In order of migraine prophylaxis (prevention) benefit:

- DPMZ-1 X DPBB - This is my first successful attempt at getting the migraine prophylaxis of two seperate plants to combine. The result is superior migraine prophylaxis (absolute lock on migraine symptoms for 45-60 minutes), with minimal stony side-effects. Virtually no head-forward sativa stone to aggravate the migraines. Nice double-afghan spicy flavour with a fruity hint-of-sweetness overtone. Commercially you may find DP Skywalker equivalent, but those are different parents likely selected for their THC potency instead of their migraine prophylaxis. I did get a clone of this particular pheno to Marco, so hopefully it can make it\'s way around.

- BOG LSD Freak - this tasty, low yielding, sweet, potent indica had an absolute lock on the migraine like the Mazar, but lasting closer to an hour, possibly a bit longer. What a pity it was such a low yielder and virtually impossible to clone. I\'ve been told this may have been a Lifesaver throwback, which can happen no matter how good the breeding of a strain.

- \"Champagne\" - A small sample of this unique tasting strain (sort of a sweet-sour aftertaste with a hint of fruitiness) finished knocking out the migraine that the LUI Bubblehash had already put under control. Easily one of the nicest little puffs I\'ve tasted, though I don\'t think you\'d want to smoke it all day.

- Dutch Passion \"Mazar\" - migraine pattern is restrained for up to 25% longer than the side-effect \"stone\". For the first 30-45 minutes after a 0.25-0.50g maintenance dose, the migraine symptoms are gone most of the time.

- Legends Ultimate Indica (Bubblehash) - Very intense THC stone with full migraine prophylaxis lasting a bit longer than the THC stone. Due to the intensity of bubblehash, I can\'t really comment on the strength the raw plant might have.

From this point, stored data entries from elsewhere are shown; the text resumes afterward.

PR #11891, opened 2024-01-18
Load themes through iteration rather than recursion

AA-Turner:
To prepare for allowing TOML-based theme definitions.

### DIFF
--- a/sphinx/builders/html/__init__.py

- Peak Seeds \"Northernberry\" - ranges from lasting a bit longer to as long as the stone. Migraine symptoms are reduced, but usually not eliminated.

- Northern Lights #1 - Very pungeant, thick smoke that may raise a cough or two. Very comparable to Northernberry for effect, but with a very thick, cloying odor that fills a room in no time.

- AK47 - An interesting aroma to these meds, but other than that just the good typical migraine relief of an indica-dominant strain.

- Bubblegum - A different batch of Bubblegum from a different mom had much better migraine prophylaxis than I\'d noted elsewhere in this thread. It could be a lucky harvest, a different pheno, or something else.

- IPxBGxBB - An amateur cross of an Ice Princess X Bubblegum mom against a Dutch Passion Blueberry father. Definitely more of an indica aspect to the medication than IPxBG, and better pain-relieving ability, but still very little actual migraine prophylaxis. I\'ll try growing out a few more beans, but I may just abandon this lineage for any future breeding. I only want migraine-effective strains used as parents, now that I\'ve found a couple. Maybe I can increase the prophylaxis without increasing the THC stone side-effects, or even reducing the side-effect stone.

- Blueberry (unsure which seedbank, but I think it was DJ Shorts) - Aside from the traditional flavour and strong fruity aroma of the smoke, Blueberry is a pretty serious migrain prophylactic on it\'s own. It might have done better if it hadn\'t been taken quite as early as the sample I tried, but someday I\'ll give it another grow and see for myself.

- Lowryder - While this strain is ruderallis dominant, the end result is a very indica-like structure, flavour, and medical effect. If anything, it is more of a sedative strain than most indicas, with reasonably migraine prophylaxis. Unfortunately the prophylaxis doesn\'t last as long as the stone, and it isn\'t an overly powerful strain. Slightly harsh until very well cured, with a piney odour.

- Pine-X - With a distinct and potent odour of a pine cleaning solution like Pinex or Pine Sol, this strain is well named. Alas, it has little migraine prophylaxis and is not well suited to migraine treatment. It is more potent than Lowryder on the THC, but the Lowryder has a bit more migraine-specific benefit.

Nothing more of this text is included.